In this article, I’ll review some of the ways lakeFS helps to achieve governance at scale in a simple, quick, straightforward way. 

We will review the following benefits of lakeFS:

  • Role-Based Access Control
  • Immediate Backup and Restore of the Entire Data Lake
  • Branch Aware Managed Garbage Collection
  • Data Lineage
  • Auditing

What is data lake governance?

The goal of data lake governance is to apply policies, standards and processes. on the data. This allows creating high-quality data and ensuring that it’s used appropriately across the organization. 

Due to its flat architecture and less structured nature compared to a data warehouse, a data lake poses many challenges to all the areas of enterprise data management, including governance. However, if you want to get spot-on analytics output from your data lake, you need to include it in your overall data governance initiative.

What are the benefits of data lake governance?

Data lake governance improves the data quality and increases data usage for business decision-making, leading to operational improvements, better-informed business strategies, and stronger financial performance.

Here are a few specific benefits of data lake governance organizations see from its applications:

Greater access to data for advanced analytics

A well-governed data lake helps data scientists and other analytics team members to find the data they require for machine learning, predictive analytics, and other data-driven applications.

More efficient data preparation for analytics

When data resides in a data lake, it’s usually left in a raw form until a team needs it for a specific application. The data preparation process often becomes time-consuming – unless you have a well-governed environment. Cleaning data upfront eliminates the need to fix errors and problems later on.

Reduced data management costs

If your data lake spirals out of control, you’ll have to spend more on data processing and storage resources. Data lake governance lowers data management costs thanks to improved data accuracy, consistency, and cleanliness.

Airtight security and regulatory compliance for sensitive data 

If your data lake includes customer data used for analytics purposes by marketing or sales teams, you might be dealing with sensitive information. Strong data governance lets you ensure that all data is properly secured and isn’t exposed to any misuse.

Is it possible to achieve data governance in data lakes?

Yes, it’s possible to achieve data lake governance – but it comes with specific challenges. Companion disciplines to data governance include data quality, metadata management and data security, all of which factor into data lake governance and the problems it poses. 
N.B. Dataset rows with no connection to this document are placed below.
PR #2974, opened 2022-07-25
Fix OCP-25792

l1xiangyi:
I think rules in other versions should also be changed from 
```
the name of the strategy
```
to 
```
strategy
```
Please let me know in the comment if I'm right. Much thanks!

### DIFF
--- a/lib/rules/web/admin_console/4.10/overview.xyaml
+++ b/lib/rules/web/admin_console/4.10/overview.xyaml
@@ -141,7 +141,7 @@ check_triggered_by_popover_info:
   action: check_page_contains
 check_update_strategy_popover_info:
   params:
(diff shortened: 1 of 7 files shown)


l1xiangyi:
@yapei I'll build a 4.12 cluster and test it first. If there are other releases to be changed I'll be building their Jenkins jobs as well.

l1xiangyi:
https://mastern-jenkins-csb-openshift-qe.apps.ocp-c1.prod.psi.redhat.com/job/ocp-common/job/Runner/535181
Jenkins log

l1xiangyi:
Upon investigation, this fix is not suitable for the auto failure since the test check point is targeted at receiving the message which I was trying to omit in this PR.

PR #2978, opened 2022-07-27
fixed prometeus sa token issues

anuragthehatter:
Due to recent sa token behavior change, replacing prometheus sa token logic.Instead we can get metrics relayed on port 9109 via sdn pods only. FYI In case of SDN we relay metrics on all sdn network pods irrespctive of controller, master or worker pod

Logs: http://pastebin.test.redhat.com/1068170

@openshift/team-sdn-qe

### DIFF
--- a/features/networking/metrics.feature
+++ b/features/networking/metrics.feature
@@ -11,11 +11,29 @@ Feature: SDN/OVN metrics related networking scenarios
   @network-openshiftsdn
   @heterogeneous @arm64 @amd64
   Scenario: OCP-28519:SDN Prometheus should be able to monitor kubeproxy metrics
-    Given I select a random node's host
     Given I switch to cluster admin pseudo user
     And I use the "openshift-sdn" project
-    When I run command on the node's sdn pod:
-      | bash | -c | curl 127.0.0.1:29101/metrics  |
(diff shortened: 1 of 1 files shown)


asood-rh:
@anuragthehatter If I am not mistaken the sdn/ovn pods are from where the metrics scraped by prometheus. If the test cases are to validate the metrics reach prometheus, wouldn't these changes be changing what is being tested?

anuragthehatter:
Test logs OVN: http://pastebin.test.redhat.com/1068431
SDN: http://pastebin.test.redhat.com/1068463

@asood-rh You have valid concern there but this is also the fact that prometheus scraping logic is already being checked my various testcases in monitoring QE team so its kinda duplication. Since our test cases already titled with prometheus since beginning, probably a good idea to stick to same earlier logic else we need to fix testcsaes. I have revered my code and fixed just token fetch.

Checking just network pods to whether they are relaying right metrics to right port should be our check IMO since prometheus functional testcases already covering scraping logic  but This is also fact that this will ease our debugging in case the issue falls on monitoring team. So happy to revert to original logic.

Also not sure why both cases were checking kubeproxy metrics. Only one should. Anyways things looks good noe

PR #2981, opened 2022-07-29
update the configmap of rsyslogserver

anpingli:
The keyword infra-write,app-write are dropped from Logging 5.4 update syslog.conf filter to match this change.
version <=5.1:  [infra-write,app-write, audit-write]  present
version = 5.2,5.3:  both [infra-write,app-write, audit-write]  and [logType:  applicaiton,logType:  infrastructure,  logType audit] present,
version >=5.4  only  [logType:  applicaiton,logType:  infrastructure,  logType audit]  present


anpingli:
@liangxia PTAL

PR #2982, opened 2022-07-29
Inactive OCP-27686

chao007:
Inactive OCP-27686 since it supports different sc.
@duanwei33 please help to review it.


duanwei33:
@liangxia PTAL, thanks.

Some of the most common data governance challenges teams encounter in data lakes are identifying and maintaining correct data sources, lack of coordination around data governance and quality, issues with metadata management, and potential conflicts among data lake users.

lakeFS Governance Solutions

Role-Based Access Control

Accessing and modifying the data should be restricted according to users’ roles and responsibilities. Data lakes typically gather data from many different systems, and expose data to (other) systems and users. 
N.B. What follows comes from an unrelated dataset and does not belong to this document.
PR #2992, opened 2022-08-10
add step to make sure the scearios running correct cluster

zhaozhanqi:
OVN will be default network type in 4.12 version,  so the default workflow will be OVN. so here enhance the step to make sure scenarios are working on correct cluster in case.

Therefore, restricting this access, often for subsets of the data, becomes a complicated challenge. The most simple example – a developer shouldn’t necessarily have access to production data. However, you might want to maintain a separate production environment for Disaster Recovery (DR) or to stage your production data before promoting fresh data to production. Or, you might need to train new ML models with Production data. In addition, you might have different teams with access to different parts of the data, that is deliberately managed together in the data lake. The complexity quickly builds up.

Simple yet Flexible RBAC in lakeFS

lakeFS provides a Role-Based Access Control (RBAC) capability that is granular down to the individual branch level. Since lakeFS restructures the data on the object store, all access will be done via lakeFS. Every action in the system – be it an API request, UI interaction, S3 Gateway call, or CLI command – requires a set of actions to be allowed for one or more resources.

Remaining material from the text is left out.